▶ _BRIEF_: Go through the data and tally the lines that include "core". The reply is that number alone.

**** RECORDS FOR THE TASK

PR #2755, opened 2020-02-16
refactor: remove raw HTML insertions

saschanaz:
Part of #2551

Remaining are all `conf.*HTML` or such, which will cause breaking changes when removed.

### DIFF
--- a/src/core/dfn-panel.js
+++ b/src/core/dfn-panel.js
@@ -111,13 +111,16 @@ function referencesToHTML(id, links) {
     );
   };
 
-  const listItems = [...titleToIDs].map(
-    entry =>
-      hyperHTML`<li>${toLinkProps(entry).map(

********

▶ _ANSWER TO THIS TASK_: 2